Same-data comparison: When trained on exactly the same data as LLaVA-v1.5, FALCON outperforms it on multiple benchmarks including SQA (68.9 vs. 66.8), POPE (87.5 vs. 85.9), and MMB (66.0 vs. 64.3).

Highlights & Insights¶

The core innovation is elegant and concise: no additional compression modules are required; the register mechanism within the ViT simultaneously addresses both redundancy and fragmentation.
Data efficiency is a notable advantage: compared to QFormer/Abstractor requiring hundreds of millions of pre-training samples, FALCON requires only <3M samples for adaptation.
The four-stage progressive training is well-designed, ensuring smooth transition of registers from low-resolution to high-resolution settings.

Limitations & Future Work¶

The fixed number of 64 registers may not suit all scenarios—over-allocated for simple images and under-allocated for complex ones.
Dynamic register allocation (e.g., adjusting count based on image complexity) remains unexplored.
ReAtten is applied at every ViT layer, which still incurs computational overhead under extreme numbers of sub-images.
Comparison with recent dynamic resolution methods (e.g., NaViT) is absent.

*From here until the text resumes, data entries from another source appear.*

PR #91, opened 2024-04-30
Remove const modifier from result type

masad-frost:
Adding `const` generic modifier to our result functions makes it so that it's not possible to pass in arrays (possibly other things that are affected) to `Ok` (or `Err`).

For example

```ts
import {
  ServiceSchema,
  RiverUncaughtSchema,
  Procedure,
  Ok,
} from '@replit/river';
import { Type } from '@sinclair/typebox';

const SomethingWithArray = Type.Object({
  arr: Type.Array(Type.String()),
});

export const Service = ServiceSchema.define(
  {
    initializeState: () => ({}),
  },
  {
    initialize: Procedure.subscription({
      input: Type.Object({}),
      output: SomethingWithArray,
      errors: RiverUncaughtSchema,
      async handler(ctx, input, outputStream) {
        outputStream.push(
          Ok({
            arr: ['a', 'b'],
//         ^ ERROR, arr is not readonly
          }),
        );
      },
    }),
  },
);
```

The paper builds upon the established observation that register tokens in ViT aggregate global information (Darcet et al., 2024), extending this from a mere "attention map artifact fix" to a functional representation compression tool.
ReAtten is contrasted against TextMonkey's Shifted Window Attention and MiniMonkey's CIP, demonstrating genuinely global interaction.
A promising direction inspired by this work is applying the register technique to temporal redundancy elimination in video MLLMs.

Rating¶

⭐⭐⭐⭐ The method is concise and effective. Surpassing GPT-4o-level commercial models under 9× token compression is impressive. The design motivation is clearly articulated and well-supported by thorough ablation studies, making this an excellent contribution to high-resolution MLLM research.